This theorem was proven in these 246A lecture notes, using an argument of Koebe. At a very high level, one can sketch Koebe’s proof of the Riemann mapping theorem as follows: among all the injective holomorphic maps ${f: U \rightarrow D(0,1)}$ from ${U}$ to ${D(0,1)}$ that map some fixed point ${z_0 \in U}$ to ${0}$, pick one that maximises the magnitude ${|f'(z_0)|}$ of the derivative (ignoring for this discussion the issue of proving that a maximiser exists). If ${f(U)}$ avoids some point in ${D(0,1)}$, one can compose ${f}$ with various holomorphic maps and use Schwarz’s lemma and the chain rule to increase ${|f'(z_0)|}$ without destroying injectivity; see the previous lecture notes for details. The conformal map ${\phi: U \rightarrow D(0,1)}$ is unique up to Möbius automorphisms of the disk; one can fix the map by picking two distinct points ${z_0,z_1}$ in ${U}$, and requiring ${\phi(z_0)}$ to be zero and ${\phi(z_1)}$ to be positive real.

It is a beautiful observation of Thurston that the concept of a conformal mapping has a discrete counterpart, namely the mapping of one circle packing to another. Furthermore, one can run a version of Koebe’s argument (using now a discrete version of Perron’s method) to prove the Riemann mapping theorem through circle packings. In principle, this leads to a mostly elementary approach to conformal geometry, based on extremely classical mathematics that goes all the way back to Apollonius. However, in order to prove the basic existence and uniqueness theorems of circle packing, as well as the convergence to conformal maps in the continuous limit, it seems to be necessary (or at least highly convenient) to use much more modern machinery, including the theory of quasiconformal mapping, and also the Riemann mapping theorem itself (so in particular we are not structuring these notes to provide a completely independent proof of that theorem, though this may well be possible).

To make the above discussion more precise we need some notation.

Definition 2 (Circle packing) A (finite) circle packing is a finite collection ${(C_j)_{j \in J}}$ of circles ${C_j = \{ z \in {\bf C}: |z-z_j| = r_j\}}$ in the complex numbers indexed by some finite set ${J}$, whose interiors are all disjoint (but which are allowed to be tangent to each other), and whose union is connected. The nerve of a circle packing is the finite graph whose vertices ${\{z_j: j \in J \}}$ are the centres of the circle packing, with two such centres connected by an edge if the circles are tangent. (In these notes all graphs are undirected, finite and simple, unless otherwise specified.)

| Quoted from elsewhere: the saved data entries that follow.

Issue #3075, opened 2016-06-24
Admin interface analytics


mxstbr:
For us maintainers it's really hard to judge which features of the admin interface people are using/not using.

It'd be nice to add opt-out analytics where we can collect (anonymized, obviously) information about what people are doing with the Keystone admin interface so we can adapt to what users are actually doing!

_Yes I realize this isn't a bug, but this wouldn't make sense to be on Product Pains since it's mostly maintainer-facing_

rturk:
Can we also use this thread for missing features?

mxstbr:
No, this issue is specifically about introducing something like Google Analytics to the admin interface. Please submit individual issues to Github or feature requests to Product Pains!

vkammerer:
Could this issue relate to the overall architecture of the project, and more specifically to the potential split between a "core" codebase and "plugins"?
What I mean by that is that if we had a "core" package, and then "plugin" packages, you would know which additional features are being used just by looking at the number of downloads / issues created / PR submitted for each individual plugin.
I feel that adding another feature to the project (this time, analytics) is not a good solution to help shipping v4... Instead, it should be the opposite, the codebase should be getting lighter.
It doesn't really make sense that there are so many issues related to Cloudinary and so on, when a lot of users will never use that service and are just waiting for a stable release of basic v4 (like me :) )
The example of babel and their strategy for going from v5 to v6 seems a good example, don't you think? They isolated a core and externalized a lot of plugins, and in the process had to design a clear API for each plugin to integrate with core. I would love to see that with Keystone as well.

mxstbr:
> They isolated a core and externalized a lot of plugins, and in the process had to design a clear API for each plugin to integrate with core.

That's what we're working towards and is one of the big reasons v4 is such a long update! (sorry about that…)
We are now using react, which will very easily allow us to split out and integrate new fields (like Cloudinary), which in combination with #3052 will make our life maintaining the core a lot easier.

We will definitely not make that happen for v4, since we do want to get that released asap, but it's very very high up on our roadmap!

> I feel that adding another feature to the project (this time, analytics) is not a good solution to help shipping v4...

This is not a feature per-se, as no user will ever see this. This is solely for us maintainers, and it's very important and I do want to get this in before the v4 release.

[...]

PR #3150, opened 2016-07-12
Implement admin interface analytics

mxstbr:
This is a first pass at implementing admin interface analytics. By abstracting Google Analytics behind a common `Analytics` class we only need a single gate to disable it with an option. (not yet implemented)

This is a very rough early prototype to test the waters if anybody can think of a better approach. @keystonejs/core-devs

Ref: #3075 

**DO NOT MERGE, PROTOTYPE**

### DIFF
--- a/admin/client/Signin/Signin.js
+++ b/admin/client/Signin/Signin.js
@@ -13,6 +13,8 @@ import Brand from './components/Brand';
 import UserInfo from './components/UserInfo';
 import LoginForm from './components/LoginForm';
 
+import Analytics from '../utils/Analytics';
+
 var SigninView = React.createClass({
 	getInitialState () {
 		return {
@@ -25,6 +27,8 @@ var SigninView = React.createClass({
 		};
 	},
 	componentDidMount () {
+		Analytics.init();
+		Analytics.sendEvent('Page', 'render', 'Signin');
 		// Focus the email field when we're mounted
 		if (this.refs.email) {
 			ReactDOM.findDOMNode(this.refs.email).select();
--- a/admin/client/utils/Analytics.js
+++ b/admin/client/utils/Analytics.js
@@ -1,0 +1,40 @@
+/**
+ * Analytics
+ *
+ * Utility class to handle admin interface analytics. Exports Analytics.init, Analytics.sendEvent,
+ * Analytics.sendPageview and Analytics.send
+ */
+
+// Constants
+const TRACKER_NAME = 'adminui';
+const UA_STRING = 'UA-49258834-9';
+
+class Analytics {
+	// Initialize admin interface Google Analytics tracker
+	static init () {
+		this.ga('create', UA_STRING, 'auto', TRACKER_NAME);
+		this.sendPageview();
+	}
+
+	// Send an event
+	static sendEvent () {
+		this.send('event', ...arguments);
+	}
+
+	// Send a pageview
+	static sendPageview () {
+		this.send('pageview');
+	}
+
+	// Send something with our tracker name
+	static send () {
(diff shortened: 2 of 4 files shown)


admin/client/utils/Analytics.js
```diff
@@ -0,0 +1,40 @@
...
+	}
+
+	// Send something with our tracker name
+	static send () {
+		this.ga(`${TRACKER_NAME}.send`, ...arguments);
+	}
+
+	static ga () {
+		// TODO Gate here against option to disable
+		window.ga && window.ga(...arguments);
```
mxstbr: This is the only place we'd ever need a gate to disable analytics with an option, which makes that very nice and easy to handle.

admin/server/templates/index.jade
```diff
@@ -65,18 +65,20 @@ html
 		if wysiwygOptions
 			script.
 				Keystone.wysiwyg = { options: !{JSON.stringify(wysiwygOptions)} };
-
+				
+		// Initialize Google Analytics
+		script
+			| window.ga=window.ga||function(){(ga.q=ga.q||[]).push(arguments)};ga.l=+new Date;
```
mxstbr: Need to get the `ga` variable in before any code in our bundle can call it, which is why this script tag is above the bundles

admin/client/Signin/Signin.js
```diff
@@ -25,6 +27,8 @@ var SigninView = React.createClass({
 		};
 	},
 	componentDidMount () {
+		Analytics.init();
+		Analytics.sendEvent('Page', 'render', 'Signin');
```
mxstbr: This is just to show what the usage of this module would look like.

JedWatson:
Heads up, the ga_property and ga_domain you're using are user-settable. The Admin UI can currently send (very simple) statistics to the user's account, that's what you're piggybacking here. Is it possible to configure two accounts to collect stats?

mxstbr:
That's what I'm doing. :grin:

This definitely works as you said, if the user adds an GA account it'll track the pageview for them too, if not only our analytics are used.

admin/client/utils/Analytics.js
```diff
@@ -0,0 +1,40 @@
...
+ */
+
+// Constants
+const TRACKER_NAME = 'adminui';
+const UA_STRING = 'UA-49258834-9';
+
+class Analytics {
+	// Initialize admin interface Google Analytics tracker
+	static init () {
+		this.ga('create', UA_STRING, 'auto', TRACKER_NAME);
```
mxstbr: By specifying the `TRACKER_NAME` here…

admin/client/utils/Analytics.js
```diff
@@ -0,0 +1,40 @@
...
+	}
+
+	// Send a pageview
+	static sendPageview () {
+		this.send('pageview');
+	}
+
+	// Send something with our tracker name
+	static send () {
+		this.ga(`${TRACKER_NAME}.send`, ...arguments);
```
mxstbr: …and prefixing the `TRACKER_NAME` when sending anything this is a completely separate instance of Google Analytics that's entirely separate from the user configured one. See here for more information: https://developers.google.com/analytics/devguides/collection/analyticsjs/creating-trackers#working_with_multiple_trackers

LorbusChris:
What about supporting alternate analytics tools (thinking of Piwik)? Also much like keystone-email, I think this should be optional. Maybe create a separate repo?

bassjacob:
Hey @mxstbr, we're going to close this PR for now and circle back around to this. We'll use this as the basis for the ongoing work.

It is clear that the nerve of a circle packing is connected and planar, since one can draw the nerve by placing each vertex (tautologically) in its location in the complex plane, and drawing each edge by the line segment between the centres of the circles it connects (this line segment will pass through the point of tangency of the two circles). Later in these notes we will also have to consider some infinite circle packings, most notably the infinite regular hexagonal circle packing.

The first basic theorem in the subject is the following converse statement:

Theorem 3 (Circle packing theorem) Every connected planar graph is the nerve of a circle packing.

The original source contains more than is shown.